-- Supplied information follows --

Issue #480, opened 2023-05-18
Modernising the dev tooling


bennyrowland:
Hello `comtypes`ers,

As `comtypes` is currently experiencing a new lease of life (thanks particularly to the efforts of @junkmd), I wanted to gauge the level of interest from contributors in adding in new tooling to support the development process. There is now such a rich ecosystem of packaging tools including things like `tox`/`nox` for isolating and automating test builds, formatters like `black` (that can be run with `pre-commit`), linters like `pylint` or `ruff`, `setuptools_scm` for version management, and `towncrier` for generating the changelog.

While I am not suggesting the immediate or wholesale adoption of all these options, I think that incorporating some of these tools could make the development process easier for new contributors to get started with, and probably simplify things for everybody. However, I realise that this would also require a certain amount of work, and also some discussion to try and achieve consensus on what tools to use, and that may not appeal to everyone involved. So I decided to open this issue to see whether I get enthusiastic support, naked hostility, or studied indifference. Let me know what you all think...

junkmd:
Thank you so much for the compliment, @bennyrowland!

This issue is worth to be pinned (so I actually did).

I will summarize my opinions during my free time this weekend.

junkmd:
First of all, most of the modern tools you have exemplified are for Python3 only.

So if we were to adopt some of them, it would be the `dorp_py2` branch, not the `master` branch which still supports Python 2.7.

junkmd:
## `black`
This has already been partially introduced in the `drop_py2` branch(#418).
[The GHA checks if the PRed code is in the `black==22.12.0` format](https://github.com/enthought/comtypes/blob/532c3996e73866009249e02981d3ead9ae58d474/.github/workflows/autofmt.yml#L24-L25).

I am contributing to [`typeshed`](https://github.com/python/typeshed/).
In that repository, GHA runs auto-format every PR using `black`.
I thought that workflow to be excellent.

I tried to introduce it in `comtypes`.
But it was difficult for bots to add commits with `git-auto-commit` and `pre-commit ci` due to permissions.
So we are currently limiting it to style checks only.

If other (perhaps at the `Member` level) maintainers agree to give these bots/actions commit privileges, I think we can introduce auto-formatting as well.

bennyrowland:
[...]

PR #848, opened 2025-06-12
Replace setup.py with pyproject.toml

moi15moi:
Fix https://github.com/enthought/comtypes/issues/480#issuecomment-1565784242
Note that when building the dist (with ``python -m build --sdist``), it won't create a zip file anymore. It will be a tar.gz file.
There is an issue about this, see https://github.com/pypa/setuptools/issues/3916, but honestly, I don't think it really matters.


moi15moi:
I'm currently trying to investigate why the install-tests CI fails only for Python 3.8

moi15moi:
Oh, the problem is simple.
The ``license`` in the pryproject.toml have been added in setuptools [77.0.0](https://setuptools.pypa.io/en/latest/history.html#v77-0-0).
The last version to support Python 3.8 is [75.3.2](https://pypi.org/project/setuptools/75.3.2/), so it cannot simply work.

I guess I will need to wait that you drop 3.8 support.

junkmd:
The migration of `setup.cfg` to `pyproject.toml`, as per this PR's title, is clear and understandable.

However, I believe the legacy `setup.py` code should be addressed in a separate scope. 
I'm not deeply familiar with packaging, so please inform me if these two tasks are interdependent.

junkmd:
@moi15moi 

I apologize for the delay in my response; I've been quite busy.

Regarding `setup.py`, you're right. My initial thought to keep `setup.py` was mainly because I wasn't entirely clear on what those two `cmdclass`es were doing.
I appreciate the clarification on `post_install`. I now understand that it's no longer necessary in modern packaging, and I'm fine with its removal.

However, I still have some uncertainties about the `test` class.
My understanding is that options like `tests=` and `use-resources=` seem to have very little meaning given the current use of test resources and the unittest suite.
On the other hand, I don't fully understand the `refcounts` part.

The `refcounts` option appears to be doing something with `sys.gettotalrefcount()`, which is a function only available in Python's debug builds. However, the specific purpose of this test remains unclear to me.
If you have any insights or conjectures about the behavior or intent of this `test` class, I would greatly appreciate it if you could share them.

moi15moi:
I tried to run ``python setup.py test`` in the CI. You can see the result here: https://github.com/moi15moi/comtypes/pull/10/checks
As you can see, it currently simply fails. I guess it is was a way to detect if there is memory leak when executing test?

moi15moi:
``license-files`` has been introduced with [77.0.0](https://setuptools.pypa.io/en/latest/history.html#v77-0-0), so I cannot directly use a older version.
It is now recommand to use ``license-files``, so, in my opinion, we should just wait to drop support for python 3.8 before merging this PR.

pyproject.toml
```diff
@@ -1,7 +1,63 @@
+[project]
+name = "comtypes"
+description = "Pure Python COM package"
+readme = "README.md"
+requires-python = ">=3.8"
+license = "MIT"
```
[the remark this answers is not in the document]
junkmd: The clauses in `LICENSE.txt` are the same as those of [the MIT License](https://opensource.org/license/mit).

Although starting the file with the line `MIT License` is the practice generally accepted today, the wording might be consistent, as the MIT License is officially listed as an OSI-approved open source license.

https://github.com/enthought/comtypes/blob/8d407153a929ea099c02e2adac2570d85b9b1e76/LICENSE.txt#L1-L2

@cfarrow
If you remember, I would like to confirm the intent behind this license wording with you, who committed `LICENSE.txt` in 8d40715.
Was this common practice when this commit was made?

pyproject.toml
```diff
@@ -1,7 +1,63 @@
...
+    { name = "Thomas Heller", email = "theller@python.net" },
+]
+classifiers = [
+    "Development Status :: 5 - Production/Stable",
+    "Intended Audience :: Developers",
+    "Operating System :: Microsoft :: Windows",
+    "Programming Language :: Python",
+    "Programming Language :: Python :: 3",
+    "Topic :: Software Development :: Libraries :: Python Modules",
+]
```
junkmd: We might migrate the `License :: OSI Approved :: MIT License` setting to `pyproject.toml`'s `classifiers`, as it was previously configured in `setup.py` or `setup.cfg`.

https://github.com/enthought/comtypes/blob/938fbd50d2077c6bd524790a9ed798c3990cdfc0/setup.py#L18-L27

https://github.com/enthought/comtypes/blob/fb8fd5823d83f866df43ce6f15d1b8dfd7f51f8c/setup.cfg#L11-L18

.github/workflows/autotest.yml
```diff
@@ -62,7 +62,7 @@ jobs:
           architecture: ${{ matrix.architecture }}
       - name: install comtypes
         run: |
-          pip install --upgrade setuptools
+          pip install --upgrade setuptools build
```
Avasam: With PEP517 build isolation and `setuptools` specified in your `[build-system].requires` pre-installing setuptools here should do nothing.
```suggestion
          pip install --upgrade build
```

pyproject.toml
moi15moi: If i do that and run ``python -m build``, I get this error:
```
setuptools.errors.InvalidConfigError: License classifiers have been superseded by license expressions (see https://peps.python.org/pep-0639/). Please remove:

License :: OSI Approved :: MIT License

ERROR Backend subprocess exited when trying to invoke get_requires_for_build_sdist
```

This is why I didn't included it.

-- Supplied information concluded --

--- What you need to do ---
Retype the data. Keep every word as it stands.

--- Task response ---
Issue #480, opened 2023-05-18
Modernising the dev tooling


bennyrowland:
Hello `comtypes`ers,

As `comtypes` is currently experiencing a new lease of life (thanks particularly to the efforts of @junkmd), I wanted to gauge the level of interest from contributors in adding in new tooling to support the development process. There is now such a rich ecosystem of packaging tools including things like `tox`/`nox` for isolating and automating test builds, formatters like `black` (that can be run with `pre-commit`), linters like `pylint` or `ruff`, `setuptools_scm` for version management, and `towncrier` for generating the changelog.

While I am not suggesting the immediate or wholesale adoption of all these options, I think that incorporating some of these tools could make the development process easier for new contributors to get started with, and probably simplify things for everybody. However, I realise that this would also require a certain amount of work, and also some discussion to try and achieve consensus on what tools to use, and that may not appeal to everyone involved. So I decided to open this issue to see whether I get enthusiastic support, naked hostility, or studied indifference. Let me know what you all think...

junkmd:
Thank you so much for the compliment, @bennyrowland!

This issue is worth to be pinned (so I actually did).

I will summarize my opinions during my free time this weekend.

junkmd:
First of all, most of the modern tools you have exemplified are for Python3 only.

So if we were to adopt some of them, it would be the `dorp_py2` branch, not the `master` branch which still supports Python 2.7.

junkmd:
## `black`
This has already been partially introduced in the `drop_py2` branch(#418).
[The GHA checks if the PRed code is in the `black==22.12.0` format](https://github.com/enthought/comtypes/blob/532c3996e73866009249e02981d3ead9ae58d474/.github/workflows/autofmt.yml#L24-L25).

I am contributing to [`typeshed`](https://github.com/python/typeshed/).
In that repository, GHA runs auto-format every PR using `black`.
I thought that workflow to be excellent.

I tried to introduce it in `comtypes`.
But it was difficult for bots to add commits with `git-auto-commit` and `pre-commit ci` due to permissions.
So we are currently limiting it to style checks only.

If other (perhaps at the `Member` level) maintainers agree to give these bots/actions commit privileges, I think we can introduce auto-formatting as well.

bennyrowland:
[...]

PR #848, opened 2025-06-12
Replace setup.py with pyproject.toml

moi15moi:
Fix https://github.com/enthought/comtypes/issues/480#issuecomment-1565784242
Note that when building the dist (with ``python -m build --sdist``), it won't create a zip file anymore. It will be a tar.gz file.
There is an issue about this, see https://github.com/pypa/setuptools/issues/3916, but honestly, I don't think it really matters.


moi15moi:
I'm currently trying to investigate why the install-tests CI fails only for Python 3.8

moi15moi:
Oh, the problem is simple.
The ``license`` in the pryproject.toml have been added in setuptools [77.0.0](https://setuptools.pypa.io/en/latest/history.html#v77-0-0).
The last version to support Python 3.8 is [75.3.2](https://pypi.org/project/setuptools/75.3.2/), so it cannot simply work.

I guess I will need to wait that you drop 3.8 support.

junkmd:
The migration of `setup.cfg` to `pyproject.toml`, as per this PR's title, is clear and understandable.

However, I believe the legacy `setup.py` code should be addressed in a separate scope. 
I'm not deeply familiar with packaging, so please inform me if these two tasks are interdependent.

junkmd:
@moi15moi 

I apologize for the delay in my response; I've been quite busy.

Regarding `setup.py`, you're right. My initial thought to keep `setup.py` was mainly because I wasn't entirely clear on what those two `cmdclass`es were doing.
I appreciate the clarification on `post_install`. I now understand that it's no longer necessary in modern packaging, and I'm fine with its removal.

However, I still have some uncertainties about the `test` class.
My understanding is that options like `tests=` and `use-resources=` seem to have very little meaning given the current use of test resources and the unittest suite.
On the other hand, I don't fully understand the `refcounts` part.

The `refcounts` option appears to be doing something with `sys.gettotalrefcount()`, which is a function only available in Python's debug builds. However, the specific purpose of this test remains unclear to me.
If you have any insights or conjectures about the behavior or intent of this `test` class, I would greatly appreciate it if you could share them.

moi15moi:
I tried to run ``python setup.py test`` in the CI. You can see the result here: https://github.com/moi15moi/comtypes/pull/10/checks
As you can see, it currently simply fails. I guess it is was a way to detect if there is memory leak when executing test?

moi15moi:
``license-files`` has been introduced with [77.0.0](https://setuptools.pypa.io/en/latest/history.html#v77-0-0), so I cannot directly use a older version.
It is now recommand to use ``license-files``, so, in my opinion, we should just wait to drop support for python 3.8 before merging this PR.

pyproject.toml
```diff
@@ -1,7 +1,63 @@
+[project]
+name = "comtypes"
+description = "Pure Python COM package"
+readme = "README.md"
+requires-python = ">=3.8"
+license = "MIT"
```
[the remark this answers is not in the document]
junkmd: The clauses in `LICENSE.txt` are the same as those of [the MIT License](https://opensource.org/license/mit).

Although starting the file with the line `MIT License` is the practice generally accepted today, the wording might be consistent, as the MIT License is officially listed as an OSI-approved open source license.

https://github.com/enthought/comtypes/blob/8d407153a929ea099c02e2adac2570d85b9b1e76/LICENSE.txt#L1-L2

@cfarrow
If you remember, I would like to confirm the intent behind this license wording with you, who committed `LICENSE.txt` in 8d40715.
Was this common practice when this commit was made?

pyproject.toml
```diff
@@ -1,7 +1,63 @@
...
+    { name = "Thomas Heller", email = "theller@python.net" },
+]
+classifiers = [
+    "Development Status :: 5 - Production/Stable",
+    "Intended Audience :: Developers",
+    "Operating System :: Microsoft :: Windows",
+    "Programming Language :: Python",
+    "Programming Language :: Python :: 3",
+    "Topic :: Software Development :: Libraries :: Python Modules",
+]
```
junkmd: We might migrate the `License :: OSI Approved :: MIT License` setting to `pyproject.toml`'s `classifiers`, as it was previously configured in `setup.py` or `setup.cfg`.

https://github.com/enthought/comtypes/blob/938fbd50d2077c6bd524790a9ed798c3990cdfc0/setup.py#L18-L27

https://github.com/enthought/comtypes/blob/fb8fd5823d83f866df43ce6f15d1b8dfd7f51f8c/setup.cfg#L11-L18

.github/workflows/autotest.yml
```diff
@@ -62,7 +62,7 @@ jobs:
           architecture: ${{ matrix.architecture }}
       - name: install comtypes
         run: |
-          pip install --upgrade setuptools
+          pip install --upgrade setuptools build
```
Avasam: With PEP517 build isolation and `setuptools` specified in your `[build-system].requires` pre-installing setuptools here should do nothing.
```suggestion
          pip install --upgrade build
```

pyproject.toml
moi15moi: If i do that and run ``python -m build``, I get this error:
```
setuptools.errors.InvalidConfigError: License classifiers have been superseded by license expressions (see https://peps.python.org/pep-0639/). Please remove:

License :: OSI Approved :: MIT License

ERROR Backend subprocess exited when trying to invoke get_requires_for_build_sdist
```

This is why I didn't included it.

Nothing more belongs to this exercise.